*** Material for this task ***
PR #4163, opened 2026-01-22
chore: fixed person responsible page issue

ayeshmcg:
Card: https://github.com/bcgov/cas-reporting/issues/957

When a user initially lands on the Person Responsible page with no person selected and then selects a contact for the first time, the contact details would not display immediately. The details only appear after changing to a different contact.

The issue was caused by React's asynchronous state updates:
1. In the **handleContactSelect** function, after fetching contact data and calculating the addressError, the code called:
    - setSelectedContactAddressError(addressError) - updates state asynchronously
    - updateContactShown(newSelectedContactId, newContactFormData) - called immediately
2. Inside **updateContactShown**, when creating the schema via createPersonResponsibleSchema, it was using:
     - **selectedContactId** and **contactFormData** - old state values (still undefined on first selection)
     - **selectedContactAddressError** - old state value (still undefined on first selection)
3. Because React state updates are asynchronous, the updateContactShown function was using stale state values instead of the fresh data that had just been fetched.

Solution:-
- Updated updateContactShown signature to accept addressError as a parameter
- Fixed the schema creation to use the fresh parameter values instead of stale state
- Updated the condition from newContactId !== null to newContactId !== undefined to match the TypeScript type.

### DIFF
--- a/bciers/apps/reporting/src/app/components/operations/personResponsible/PersonResponsibleForm.tsx
+++ b/bciers/apps/reporting/src/app/components/operations/personResponsible/PersonResponsibleForm.tsx
@@ -1,8 +1,8 @@
 "use client";
-import { useState } from "react";
+import { useState, useRef } from "react";
 import { RJSFSchema } from "@rjsf/utils";
+import { IChangeEvent } from "@rjsf/core";
 import { getContacts, getContact } from "@bciers/actions/api";
-import debounce from "lodash.debounce";
 import {
   personResponsibleSchema,
   personResponsibleUiSchema,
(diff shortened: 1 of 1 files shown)


gdalcengio (approved):
Nice, fixes the bug, approved. 

Related bug found as well, not sure if there's a ticket for it or not yet but I will tag @fviduya in this as well again. If the user is quickly switching between persons responsible while one is loading, the asynchronous loading gets stuck in a little bit of a loop, cycling between people clicked over and over again.

gdalcengio (approved):
Changes fixed the additional bug, nicely done!

PR #4165, opened 2026-01-22
fix: create manual handling supp decrease report if prev report increased emission with void + adjustment

gdalcengio:
Essentially if an invoice is void, it doesn't grab an obligation during the fallback stage of building the adjustment strategy, checking if the previous invoice has cash, then no cash would be found since no previous invoice would be attached to the supplementary report's anchor id.

The fix is to iteratively check previous CRV's linked IDs to grab the closest obligation invoices.


shon-button (approved):
🥇

PR #4178, opened 2026-01-28
chore: add favicon to each app

gdalcengio:


gdalcengio:
Turns out it actually does work

PR #4179, opened 2026-01-28
chore: added validation

ayeshmcg:
Card: https://github.com/bcgov/cas-reporting/issues/932
Changes:-
1. Updated form builder service to add gastype and fuel type/name as required
2. updated report activity save service to throw user error.
3. Added custom validator for appying methodlogy validations
4. updting customTransformErrors.

To test:
1. Start a report
2. Go to activity page and click on submit. 
3. You should see all the validation errors.


ayeshmcg:
Thanks @andrea-williams 
Yes thats not a part of this, We may have some ticket or may need to create for other vaidations. This was for the select  fields like gasType, Methodoloy, Fuel name

PR #4192, opened 2026-01-30
Fix nightly build schemaspy and happo

Sepehr-Sobhani:


joshgamache (approved):
Great to have those fixed in the nightly! The docs are a solid addition too, I've used the same methods before too. You even caught the `event_name` and `schedule:cron`=`develop` branch limitations I was thinking as I was reading the rest!

dleard (approved):
🏅

PR #4198, opened 2026-02-03
Feat: New pulp and paper lime recovery kiln product

pbastia:


bc_obps/registration/migrations/0157_add_pulp_and_paper_product.py
```diff
@@ -0,0 +1,31 @@
...
+from django.db import migrations
+
+
+def add_product(apps, schema_monitor):
+    '''
+    Add the new Pulp & Paper: Lime Revovery Kiln
+    '''
+    RegulatedProduct = apps.get_model('registration', 'RegulatedProduct')
+    RegulatedProduct.objects.create(
+        name="Pulp and paper: lime recovery kiln",
```
andrea-williams: being pedantic: does it matter that this capitalization doesn't match the capitalization in the ticket? `Pulp & Paper: Lime Recovery Kiln`

andrea-williams (approved):
Ran the code locally and confirmed that the help text appears when one or the other Pulp & paper lime products are selected in Reporting, but doesn't appear when both are already selected.

I noticed that the help text doesn't appear when one of those products is selected in the Operation Information in the Admin module, but I thought there was a bit of ambiguity in the ticket AC regarding that, so I just flagged it there too.

Apart from a couple of instances in the component test where `toBeInTheDocument()` should be replaced with `toBeVisible()` per a recent Dev Team Agreements discussion, everything looks good!

bc_obps/registration/migrations/0157_add_pulp_and_paper_product.py
pbastia: It doesn't, I chose to keep it consistent with the other p&p products instead

PR #4223, opened 2026-02-09
Fix: Production Data Page error in DEV

andrea-williams:
chore: fixed key for operation_opted_out_final_reporting_year in Reporting's Production Data Page; added more unit tests to confirm correct behaviour

### DIFF
--- a/bciers/apps/reporting/src/app/components/products/ProductionDataPage.tsx
+++ b/bciers/apps/reporting/src/app/components/products/ProductionDataPage.tsx
@@ -26,9 +26,10 @@ export default async function ProductionDataPage({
*** End of Material for this task ***
◆ Required action: Copy out the material exactly, omitting nothing.

◆ Your response:
PR #4163, opened 2026-01-22
chore: fixed person responsible page issue

ayeshmcg:
Card: https://github.com/bcgov/cas-reporting/issues/957

When a user initially lands on the Person Responsible page with no person selected and then selects a contact for the first time, the contact details would not display immediately. The details only appear after changing to a different contact.

The issue was caused by React's asynchronous state updates:
1. In the **handleContactSelect** function, after fetching contact data and calculating the addressError, the code called:
    - setSelectedContactAddressError(addressError) - updates state asynchronously
    - updateContactShown(newSelectedContactId, newContactFormData) - called immediately
2. Inside **updateContactShown**, when creating the schema via createPersonResponsibleSchema, it was using:
     - **selectedContactId** and **contactFormData** - old state values (still undefined on first selection)
     - **selectedContactAddressError** - old state value (still undefined on first selection)
3. Because React state updates are asynchronous, the updateContactShown function was using stale state values instead of the fresh data that had just been fetched.

Solution:-
- Updated updateContactShown signature to accept addressError as a parameter
- Fixed the schema creation to use the fresh parameter values instead of stale state
- Updated the condition from newContactId !== null to newContactId !== undefined to match the TypeScript type.

### DIFF
--- a/bciers/apps/reporting/src/app/components/operations/personResponsible/PersonResponsibleForm.tsx
+++ b/bciers/apps/reporting/src/app/components/operations/personResponsible/PersonResponsibleForm.tsx
@@ -1,8 +1,8 @@
 "use client";
-import { useState } from "react";
+import { useState, useRef } from "react";
 import { RJSFSchema } from "@rjsf/utils";
+import { IChangeEvent } from "@rjsf/core";
 import { getContacts, getContact } from "@bciers/actions/api";
-import debounce from "lodash.debounce";
 import {
   personResponsibleSchema,
   personResponsibleUiSchema,
(diff shortened: 1 of 1 files shown)


gdalcengio (approved):
Nice, fixes the bug, approved. 

Related bug found as well, not sure if there's a ticket for it or not yet but I will tag @fviduya in this as well again. If the user is quickly switching between persons responsible while one is loading, the asynchronous loading gets stuck in a little bit of a loop, cycling between people clicked over and over again.

gdalcengio (approved):
Changes fixed the additional bug, nicely done!

PR #4165, opened 2026-01-22
fix: create manual handling supp decrease report if prev report increased emission with void + adjustment

gdalcengio:
Essentially if an invoice is void, it doesn't grab an obligation during the fallback stage of building the adjustment strategy, checking if the previous invoice has cash, then no cash would be found since no previous invoice would be attached to the supplementary report's anchor id.

The fix is to iteratively check previous CRV's linked IDs to grab the closest obligation invoices.


shon-button (approved):
🥇

PR #4178, opened 2026-01-28
chore: add favicon to each app

gdalcengio:


gdalcengio:
Turns out it actually does work

PR #4179, opened 2026-01-28
chore: added validation

ayeshmcg:
Card: https://github.com/bcgov/cas-reporting/issues/932
Changes:-
1. Updated form builder service to add gastype and fuel type/name as required
2. updated report activity save service to throw user error.
3. Added custom validator for appying methodlogy validations
4. updting customTransformErrors.

To test:
1. Start a report
2. Go to activity page and click on submit. 
3. You should see all the validation errors.


ayeshmcg:
Thanks @andrea-williams 
Yes thats not a part of this, We may have some ticket or may need to create for other vaidations. This was for the select  fields like gasType, Methodoloy, Fuel name

PR #4192, opened 2026-01-30
Fix nightly build schemaspy and happo

Sepehr-Sobhani:


joshgamache (approved):
Great to have those fixed in the nightly! The docs are a solid addition too, I've used the same methods before too. You even caught the `event_name` and `schedule:cron`=`develop` branch limitations I was thinking as I was reading the rest!

dleard (approved):
🏅

PR #4198, opened 2026-02-03
Feat: New pulp and paper lime recovery kiln product

pbastia:


bc_obps/registration/migrations/0157_add_pulp_and_paper_product.py
```diff
@@ -0,0 +1,31 @@
...
+from django.db import migrations
+
+
+def add_product(apps, schema_monitor):
+    '''
+    Add the new Pulp & Paper: Lime Revovery Kiln
+    '''
+    RegulatedProduct = apps.get_model('registration', 'RegulatedProduct')
+    RegulatedProduct.objects.create(
+        name="Pulp and paper: lime recovery kiln",
```
andrea-williams: being pedantic: does it matter that this capitalization doesn't match the capitalization in the ticket? `Pulp & Paper: Lime Recovery Kiln`

andrea-williams (approved):
Ran the code locally and confirmed that the help text appears when one or the other Pulp & paper lime products are selected in Reporting, but doesn't appear when both are already selected.

I noticed that the help text doesn't appear when one of those products is selected in the Operation Information in the Admin module, but I thought there was a bit of ambiguity in the ticket AC regarding that, so I just flagged it there too.

Apart from a couple of instances in the component test where `toBeInTheDocument()` should be replaced with `toBeVisible()` per a recent Dev Team Agreements discussion, everything looks good!

bc_obps/registration/migrations/0157_add_pulp_and_paper_product.py
pbastia: It doesn't, I chose to keep it consistent with the other p&p products instead

PR #4223, opened 2026-02-09
Fix: Production Data Page error in DEV

andrea-williams:
chore: fixed key for operation_opted_out_final_reporting_year in Reporting's Production Data Page; added more unit tests to confirm correct behaviour

### DIFF
--- a/bciers/apps/reporting/src/app/components/products/ProductionDataPage.tsx
+++ b/bciers/apps/reporting/src/app/components/products/ProductionDataPage.tsx
@@ -26,9 +26,10 @@ export default async function ProductionDataPage({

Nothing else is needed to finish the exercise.